Mike: "This was 12 days after my 24th birthday."

"A Beautiful Realization"

RadarOnline.com: While you were recovering, were you frightened that you wouldn't be able to act again?

Mike: "Yeah, you know one great thing that came out of is it you get a very clear sense of how hard you're going to have to work if you want to get back to some sort of contributory level of society and what was actually a really beautiful realization was that acting and directing were things that I would unquestionably would fight for, and I think sometimes we don't know when we're that young why were chasing this .. if were doing it for altruistic reasons or if we are doing it for more ego-orientated reasons.

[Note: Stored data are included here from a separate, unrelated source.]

PR #161, opened 2022-08-21
OCC-32: Add Checkout permission

### LINKED ISSUE #154: Add Checkout permission (OCC-32)
Check the permission in `PaymentController.Index` (you get there after clicking the <kbd>Checkout</kbd> button). If the authorization succeeds continue loading the page. Otherwise:
- if the client is authenticated, return `Forbidden`.
- if the client is anonymous, redirect to the login screen with ReturnUrl being `~/checkout`.

DemeSzabolcs:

Stanislawski has this quote that I talk about a lot where he says 'be in love with the art in youself, not yourself in the art'.  And I think as a younger actor, I think the larger percentage of me, I'd like to think was in love with the art, but there was certainly an unhealthy part of me that was self-aware and ego-driven, and I think it was good to realize that no, actually I'm chasing this for the right reasons."

RadarOnline.com: We're so used to seeing abled-bodied actors playing disabled roles, like the young actor who plays Artie on Glee. Are people surprised when they see you are actually in a wheelchair?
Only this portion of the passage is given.